[Dataset entries]

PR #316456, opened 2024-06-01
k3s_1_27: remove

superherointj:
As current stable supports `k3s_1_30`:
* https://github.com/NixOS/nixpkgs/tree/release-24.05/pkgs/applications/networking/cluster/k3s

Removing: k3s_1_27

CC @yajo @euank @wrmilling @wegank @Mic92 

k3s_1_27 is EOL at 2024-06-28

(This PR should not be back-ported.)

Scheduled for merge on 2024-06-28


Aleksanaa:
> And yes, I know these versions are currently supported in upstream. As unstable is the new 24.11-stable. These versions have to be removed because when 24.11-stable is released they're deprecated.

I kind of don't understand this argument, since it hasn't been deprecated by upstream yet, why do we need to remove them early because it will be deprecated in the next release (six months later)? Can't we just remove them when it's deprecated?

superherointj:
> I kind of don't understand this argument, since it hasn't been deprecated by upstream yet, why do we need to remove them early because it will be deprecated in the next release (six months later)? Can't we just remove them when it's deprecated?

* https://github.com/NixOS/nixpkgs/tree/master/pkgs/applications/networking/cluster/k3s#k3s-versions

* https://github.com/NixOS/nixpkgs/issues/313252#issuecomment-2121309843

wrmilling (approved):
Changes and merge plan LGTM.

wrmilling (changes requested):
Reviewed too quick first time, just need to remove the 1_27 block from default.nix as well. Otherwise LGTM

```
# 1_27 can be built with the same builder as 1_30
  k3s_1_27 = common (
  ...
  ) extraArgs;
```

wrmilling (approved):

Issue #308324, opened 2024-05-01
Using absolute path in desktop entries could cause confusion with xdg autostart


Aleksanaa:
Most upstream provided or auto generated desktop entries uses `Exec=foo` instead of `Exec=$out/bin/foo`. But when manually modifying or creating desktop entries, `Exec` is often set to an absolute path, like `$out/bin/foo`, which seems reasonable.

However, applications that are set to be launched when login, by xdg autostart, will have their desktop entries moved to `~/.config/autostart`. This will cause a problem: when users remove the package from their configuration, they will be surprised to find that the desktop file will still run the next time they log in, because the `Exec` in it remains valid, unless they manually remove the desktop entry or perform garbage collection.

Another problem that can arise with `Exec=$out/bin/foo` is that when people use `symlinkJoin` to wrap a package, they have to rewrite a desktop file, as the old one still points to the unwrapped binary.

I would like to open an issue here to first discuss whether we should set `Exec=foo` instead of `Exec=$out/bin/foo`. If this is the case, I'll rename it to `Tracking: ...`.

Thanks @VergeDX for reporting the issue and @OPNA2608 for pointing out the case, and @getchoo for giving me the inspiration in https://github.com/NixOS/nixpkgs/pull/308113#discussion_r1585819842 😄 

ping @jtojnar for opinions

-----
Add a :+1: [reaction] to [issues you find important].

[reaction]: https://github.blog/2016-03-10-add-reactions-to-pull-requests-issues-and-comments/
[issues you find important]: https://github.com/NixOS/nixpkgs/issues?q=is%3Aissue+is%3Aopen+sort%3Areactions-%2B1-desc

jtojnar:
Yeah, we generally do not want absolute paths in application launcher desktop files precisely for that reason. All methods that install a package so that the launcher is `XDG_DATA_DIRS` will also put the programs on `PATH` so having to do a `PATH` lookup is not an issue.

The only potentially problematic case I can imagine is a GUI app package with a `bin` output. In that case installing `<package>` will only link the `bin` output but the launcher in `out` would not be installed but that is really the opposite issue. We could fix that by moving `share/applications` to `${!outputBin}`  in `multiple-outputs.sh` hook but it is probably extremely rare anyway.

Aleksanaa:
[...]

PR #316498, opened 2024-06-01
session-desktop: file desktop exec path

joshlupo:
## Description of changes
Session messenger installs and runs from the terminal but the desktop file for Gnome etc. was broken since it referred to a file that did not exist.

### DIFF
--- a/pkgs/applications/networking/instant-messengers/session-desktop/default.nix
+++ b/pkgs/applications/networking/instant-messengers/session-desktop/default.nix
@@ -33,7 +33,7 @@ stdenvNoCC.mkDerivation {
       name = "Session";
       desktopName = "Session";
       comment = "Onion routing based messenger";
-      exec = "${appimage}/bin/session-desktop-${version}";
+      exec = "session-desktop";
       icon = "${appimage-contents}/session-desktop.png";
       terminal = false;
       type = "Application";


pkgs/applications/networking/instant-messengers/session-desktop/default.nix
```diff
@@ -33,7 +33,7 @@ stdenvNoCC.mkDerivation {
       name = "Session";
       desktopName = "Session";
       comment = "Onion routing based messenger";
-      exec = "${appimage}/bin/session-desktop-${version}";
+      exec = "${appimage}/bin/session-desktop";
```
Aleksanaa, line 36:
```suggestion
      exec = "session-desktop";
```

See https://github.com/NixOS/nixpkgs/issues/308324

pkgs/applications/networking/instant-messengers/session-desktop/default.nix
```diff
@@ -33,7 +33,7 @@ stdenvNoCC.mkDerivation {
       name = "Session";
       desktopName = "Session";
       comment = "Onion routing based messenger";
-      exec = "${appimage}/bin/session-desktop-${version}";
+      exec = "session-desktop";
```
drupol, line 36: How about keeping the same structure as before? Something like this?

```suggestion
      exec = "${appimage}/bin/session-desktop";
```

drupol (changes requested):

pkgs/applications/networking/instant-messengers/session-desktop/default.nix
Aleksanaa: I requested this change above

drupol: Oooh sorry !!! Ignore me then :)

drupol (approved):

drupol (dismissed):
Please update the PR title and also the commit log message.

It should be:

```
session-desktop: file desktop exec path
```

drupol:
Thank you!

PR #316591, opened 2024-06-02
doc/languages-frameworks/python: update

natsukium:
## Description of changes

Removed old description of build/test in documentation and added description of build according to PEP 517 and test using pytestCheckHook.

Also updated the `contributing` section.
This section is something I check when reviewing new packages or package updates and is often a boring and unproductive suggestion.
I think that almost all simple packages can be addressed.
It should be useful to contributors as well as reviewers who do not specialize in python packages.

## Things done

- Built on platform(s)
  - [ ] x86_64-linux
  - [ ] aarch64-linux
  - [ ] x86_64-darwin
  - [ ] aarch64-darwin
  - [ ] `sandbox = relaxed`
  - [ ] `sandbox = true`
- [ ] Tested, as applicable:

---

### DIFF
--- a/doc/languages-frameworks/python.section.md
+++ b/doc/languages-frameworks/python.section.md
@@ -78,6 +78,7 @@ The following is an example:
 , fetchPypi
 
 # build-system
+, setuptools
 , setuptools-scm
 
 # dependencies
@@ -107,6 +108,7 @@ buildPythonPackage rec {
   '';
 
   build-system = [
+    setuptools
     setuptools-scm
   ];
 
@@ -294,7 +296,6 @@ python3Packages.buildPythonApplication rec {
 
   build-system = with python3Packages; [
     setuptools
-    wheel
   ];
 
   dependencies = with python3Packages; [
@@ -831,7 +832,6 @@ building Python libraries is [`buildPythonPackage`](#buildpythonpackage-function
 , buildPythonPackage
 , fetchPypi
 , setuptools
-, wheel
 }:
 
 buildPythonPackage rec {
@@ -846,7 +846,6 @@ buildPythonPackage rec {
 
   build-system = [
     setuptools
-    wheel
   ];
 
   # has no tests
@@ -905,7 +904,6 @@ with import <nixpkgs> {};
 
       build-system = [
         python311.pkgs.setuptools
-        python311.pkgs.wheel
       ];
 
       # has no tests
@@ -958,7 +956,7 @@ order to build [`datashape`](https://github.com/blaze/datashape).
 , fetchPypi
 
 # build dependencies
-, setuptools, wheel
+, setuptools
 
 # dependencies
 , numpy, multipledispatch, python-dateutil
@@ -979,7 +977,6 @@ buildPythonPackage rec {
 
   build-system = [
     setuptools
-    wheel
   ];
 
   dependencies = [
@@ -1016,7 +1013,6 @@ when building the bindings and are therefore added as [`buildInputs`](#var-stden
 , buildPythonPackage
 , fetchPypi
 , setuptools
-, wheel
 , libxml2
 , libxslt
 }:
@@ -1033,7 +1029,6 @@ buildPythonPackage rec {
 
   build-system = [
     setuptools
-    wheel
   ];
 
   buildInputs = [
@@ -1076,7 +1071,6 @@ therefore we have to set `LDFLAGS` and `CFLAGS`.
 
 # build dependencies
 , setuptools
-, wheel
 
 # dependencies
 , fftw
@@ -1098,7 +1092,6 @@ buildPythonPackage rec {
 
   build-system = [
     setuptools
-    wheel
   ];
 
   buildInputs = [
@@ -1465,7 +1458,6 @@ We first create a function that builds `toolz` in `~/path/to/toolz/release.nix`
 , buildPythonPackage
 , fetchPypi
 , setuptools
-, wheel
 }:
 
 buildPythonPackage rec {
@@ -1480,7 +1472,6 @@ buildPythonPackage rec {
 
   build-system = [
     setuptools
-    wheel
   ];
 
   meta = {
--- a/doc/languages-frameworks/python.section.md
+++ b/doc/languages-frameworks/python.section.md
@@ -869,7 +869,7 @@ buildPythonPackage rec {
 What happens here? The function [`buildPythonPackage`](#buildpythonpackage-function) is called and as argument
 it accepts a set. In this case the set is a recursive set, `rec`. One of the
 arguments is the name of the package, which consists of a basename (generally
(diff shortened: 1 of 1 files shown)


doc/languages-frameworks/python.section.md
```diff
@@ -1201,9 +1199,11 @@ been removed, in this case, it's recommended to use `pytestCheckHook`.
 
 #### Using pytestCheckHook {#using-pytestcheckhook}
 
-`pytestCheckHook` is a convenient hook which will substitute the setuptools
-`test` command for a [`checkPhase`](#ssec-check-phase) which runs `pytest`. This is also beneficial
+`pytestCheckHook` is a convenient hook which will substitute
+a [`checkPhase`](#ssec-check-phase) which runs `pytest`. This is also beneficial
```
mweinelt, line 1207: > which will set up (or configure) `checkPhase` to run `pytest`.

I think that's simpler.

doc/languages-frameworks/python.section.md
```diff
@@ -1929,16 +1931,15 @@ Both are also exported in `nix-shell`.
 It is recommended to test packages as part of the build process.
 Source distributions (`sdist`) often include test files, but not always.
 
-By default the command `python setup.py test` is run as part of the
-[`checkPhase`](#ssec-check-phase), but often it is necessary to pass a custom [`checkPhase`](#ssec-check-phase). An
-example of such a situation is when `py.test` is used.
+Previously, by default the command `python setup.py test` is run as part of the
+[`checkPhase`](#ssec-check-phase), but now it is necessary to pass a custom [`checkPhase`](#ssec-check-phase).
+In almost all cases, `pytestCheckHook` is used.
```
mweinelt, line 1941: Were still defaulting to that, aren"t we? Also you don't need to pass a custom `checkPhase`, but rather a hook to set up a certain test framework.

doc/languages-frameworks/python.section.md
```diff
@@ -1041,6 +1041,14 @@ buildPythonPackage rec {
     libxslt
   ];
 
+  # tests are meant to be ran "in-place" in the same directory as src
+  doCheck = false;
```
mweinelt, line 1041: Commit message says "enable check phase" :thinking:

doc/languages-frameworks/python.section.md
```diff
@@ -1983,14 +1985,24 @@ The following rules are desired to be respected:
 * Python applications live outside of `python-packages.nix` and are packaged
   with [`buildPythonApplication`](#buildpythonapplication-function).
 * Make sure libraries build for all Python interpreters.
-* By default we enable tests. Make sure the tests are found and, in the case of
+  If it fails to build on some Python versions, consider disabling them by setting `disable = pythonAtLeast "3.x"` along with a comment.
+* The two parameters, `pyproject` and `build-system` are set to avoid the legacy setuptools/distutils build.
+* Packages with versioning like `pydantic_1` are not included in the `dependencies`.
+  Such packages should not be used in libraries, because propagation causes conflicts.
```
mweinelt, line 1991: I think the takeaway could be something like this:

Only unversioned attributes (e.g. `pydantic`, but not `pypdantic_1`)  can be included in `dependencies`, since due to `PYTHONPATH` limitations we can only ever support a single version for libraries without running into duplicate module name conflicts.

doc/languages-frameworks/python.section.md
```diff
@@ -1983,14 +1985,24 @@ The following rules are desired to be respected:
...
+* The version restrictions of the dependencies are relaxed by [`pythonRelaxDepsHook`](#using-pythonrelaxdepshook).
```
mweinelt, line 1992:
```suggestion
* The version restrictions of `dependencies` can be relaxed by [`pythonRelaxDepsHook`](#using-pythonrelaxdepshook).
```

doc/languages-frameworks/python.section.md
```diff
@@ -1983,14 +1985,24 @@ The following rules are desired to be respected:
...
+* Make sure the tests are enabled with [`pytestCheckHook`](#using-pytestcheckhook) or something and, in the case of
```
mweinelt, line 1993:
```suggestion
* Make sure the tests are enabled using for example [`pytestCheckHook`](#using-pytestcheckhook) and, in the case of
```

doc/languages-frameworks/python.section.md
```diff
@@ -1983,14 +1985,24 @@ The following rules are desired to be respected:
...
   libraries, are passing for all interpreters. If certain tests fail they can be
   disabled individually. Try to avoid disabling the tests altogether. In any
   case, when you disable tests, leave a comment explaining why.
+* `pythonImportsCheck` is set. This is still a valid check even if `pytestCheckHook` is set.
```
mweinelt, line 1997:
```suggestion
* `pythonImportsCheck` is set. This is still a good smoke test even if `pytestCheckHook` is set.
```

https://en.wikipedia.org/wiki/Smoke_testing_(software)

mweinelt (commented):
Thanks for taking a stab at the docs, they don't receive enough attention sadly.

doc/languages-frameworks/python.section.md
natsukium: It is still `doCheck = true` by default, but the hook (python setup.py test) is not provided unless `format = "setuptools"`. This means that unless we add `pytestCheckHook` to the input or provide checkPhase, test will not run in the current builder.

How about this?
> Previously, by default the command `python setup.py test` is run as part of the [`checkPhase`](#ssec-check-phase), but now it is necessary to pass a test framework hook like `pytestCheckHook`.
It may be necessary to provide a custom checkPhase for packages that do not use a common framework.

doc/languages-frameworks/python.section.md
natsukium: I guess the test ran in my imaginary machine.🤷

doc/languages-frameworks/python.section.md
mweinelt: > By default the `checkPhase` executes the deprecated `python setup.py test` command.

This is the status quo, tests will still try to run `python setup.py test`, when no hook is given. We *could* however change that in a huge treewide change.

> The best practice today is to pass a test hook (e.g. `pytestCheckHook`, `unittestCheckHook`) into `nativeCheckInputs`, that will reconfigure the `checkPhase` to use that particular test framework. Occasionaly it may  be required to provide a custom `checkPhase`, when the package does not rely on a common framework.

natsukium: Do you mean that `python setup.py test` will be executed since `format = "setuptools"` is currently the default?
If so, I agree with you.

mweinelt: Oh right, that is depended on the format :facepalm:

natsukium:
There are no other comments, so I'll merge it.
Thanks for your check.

_EXERCISE BRIEF:_
Search the records above for "upstream" and copy every line that has it.

_TASK RESULT:_
> And yes, I know these versions are currently supported in upstream. As unstable is the new 24.11-stable. These versions have to be removed because when 24.11-stable is released they're deprecated.
I kind of don't understand this argument, since it hasn't been deprecated by upstream yet, why do we need to remove them early because it will be deprecated in the next release (six months later)? Can't we just remove them when it's deprecated?
> I kind of don't understand this argument, since it hasn't been deprecated by upstream yet, why do we need to remove them early because it will be deprecated in the next release (six months later)? Can't we just remove them when it's deprecated?
Most upstream provided or auto generated desktop entries uses `Exec=foo` instead of `Exec=$out/bin/foo`. But when manually modifying or creating desktop entries, `Exec` is often set to an absolute path, like `$out/bin/foo`, which seems reasonable.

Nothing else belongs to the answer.